Pelo menos desde o século 8 a.C.,
época em que viveu Homero, até o
século 5 a.C., quando o discurso filosófico elabora de modo mais articulado os fundamentos da linguagem abstrata, a sua obra foi a
referência principal para segmentos importantes da população.
Chamo a atenção para o fato de
que o próprio Sócrates, que pretendeu, segundo a "República"
platônica, excluir Homero e os
poetas de sua cidade ideal, pouco
antes de tomar cicuta, revelou aos
amigos seu desejo de encontrar,
depois da morte, Homero, para
poder continuar a discutir, dessa
vez com o poeta magno, questões
referentes à representação e ao conhecimento. No que se refere à recepção da épica homérica, houve,
na Grécia antiga, uma feliz e rara
conjunção entre função estética e
propedêutica.
Folha - O que distingue os dois
épicos de Homero de outros "relatos de fundação", tais como o "Gilgamesh" e o "Velho Testamento"?
Vieira - A "Ilíada" e a "Odisséia" são a expressão do caráter
dialógico da cultura grega. Os referenciais mitológicos presentes nos
dois poemas não traduzem dogmas religiosos, mas refletem uma
incrível diversidade cultural. Nunca houve uma unidade religiosa na
Grécia que chegasse a anular as diferentes manifestações regionais.

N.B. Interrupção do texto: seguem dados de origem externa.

PR #2348, opened 2022-10-27
Create a simple move file test to learn about LISA

contre:
Simple test to create a file in the home directory and then move to a data disk. Done as part of the ramp up training.

### DIFF
--- a/microsoft/testsuites/core/storage.py
+++ b/microsoft/testsuites/core/storage.py
@@ -11,6 +11,7 @@ from lisa import (
     TestCaseMetadata,
     TestSuite,
     TestSuiteMetadata,
+    search_space,
     simple_requirement,
 )
 from lisa.features import Disk, Nfs
@@ -24,7 +25,8 @@ from lisa.schema import DiskType
 from lisa.sut_orchestrator import AZURE
 from lisa.sut_orchestrator.azure.features import AzureDiskOptionSettings
 from lisa.sut_orchestrator.azure.tools import Waagent
-from lisa.tools import Blkid, Cat, Dmesg, Echo, Lsblk, NFSClient, Swap
+from lisa.tools import Blkid, Cat, Dmesg, Echo, Lsblk, Mount, NFSClient, Swap
+from lisa.tools.mv import Mv
 from lisa.util import BadEnvironmentStateException, LisaException, get_matched_str
 
 from .common import get_resource_disk_mount_point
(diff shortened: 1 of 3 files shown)


squirrelsc:
@contre It's great to see the mv tool! can you split it into a separated PR, so we can get it in?

microsoft/testsuites/core/storage.py
```diff
@@ -374,6 +376,63 @@ def verify_azure_file_share_nfs(self, log: Logger, node: Node) -> None:
         finally:
             nfs.delete_share()
             node.tools[NFSClient].stop(mount_dir)
+    
+    _file_path = "~/SAMPLE.txt"
```
dsrivastavv: These should be `CAPITALIZED_SNAKE_CASE`

microsoft/testsuites/core/storage.py
```diff
@@ -374,6 +376,63 @@ def verify_azure_file_share_nfs(self, log: Logger, node: Node) -> None:
...
+        3. Assert the file content in data disk. 
+        4. Assert the file on original place doesn't exist. 
+        """,
+        timeout=TIME_OUT,
+        priority=4,
+        requirement=simple_requirement(
+            disk=AzureDiskOptionSettings(
+                data_disk_count=search_space.IntRange(min=1),
+                data_disk_size=search_space.IntRange(min=20),
+            ),supported_platform_type=[AZURE],
```
dsrivastavv: We do not need to limit Platform to Azure, since no Azure dependent tools were used. This test seems like something that can run on any other cloud platforms as well.

microsoft/testsuites/core/storage.py
```diff
@@ -374,6 +376,63 @@ def verify_azure_file_share_nfs(self, log: Logger, node: Node) -> None:
...
+        
+        # Move file to data disk
+        node.tools[Mv].move_file(self._file_path, dest_path.as_posix(), sudo=True)
+
+        # read content from the file after moving
+        read_text = node.tools[Cat].read(dest_path.as_posix(), force_run=True, sudo=True)
+        
+        assert_that(
+            read_text,
+            f"content read from the file {dest_path}: '{read_text}' should be equal to content written to file: '{self._original_text}'",
```
dsrivastavv: [nit] We don't need to mention the compared quantities in assert_that message, and it should be displayed by assertion error message. We can remove `read_text` and `_original_text`

dsrivastavv:
Nice work! Please fix the pipelines as well

microsoft/testsuites/core/storage.py
contre: Should be addressed now

microsoft/testsuites/core/storage.py
contre: Removed the requirement

microsoft/testsuites/core/storage.py
contre: Removed as requested.

contre:
I will extract the Mv tool out into a standalone PR as requested,

dsrivastavv:
@contre We rebase and merge, so we need to ensure that each commit is meaningful as they are merged to `main` as-it-is. For example, this PR could be split into two commits:
1. Add mv tool
2. Add testcase for ....

contre:
> @contre We rebase and merge, so we need to ensure that each commit is meaningful as they are merged to `main` as-it-is. For example, this PR could be split into two commits:
> 
> 1. Add mv tool
> 2. Add testcase for ....

I decided to squash into one commit as this PR will not be merged. I'll create a separate PR to include the Mv tool that won't require cherry picking or anything of that nature.

dsrivastavv:
LGTM! Nice work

Isso é o resultado da organização e
autonomia política das cidades-Estado. Cada uma dessas cidades valorizava diferentemente, por
meio de práticas ritualísticas específicas, determinadas figuras divinas, estabelecendo uma hierarquia
particular entre os deuses.
A uniformidade cultural grega
foi um mito criado no século 19,
atualmente insustentável. Essa capacidade de avaliar e colocar em
xeque, muitas vezes de maneira
dramática, seus próprios valores, é
uma marca importante da tradição helênica. O conflito, o enfrentamento de situações contraditórias, define não só os poemas homéricos, mas as produções gregas
de um modo geral. Nesse sentido,
cabe mencionar Aristófanes, que
retratou com enorme sarcasmo,
entre outros, seus contemporâneos Sócrates e Eurípides.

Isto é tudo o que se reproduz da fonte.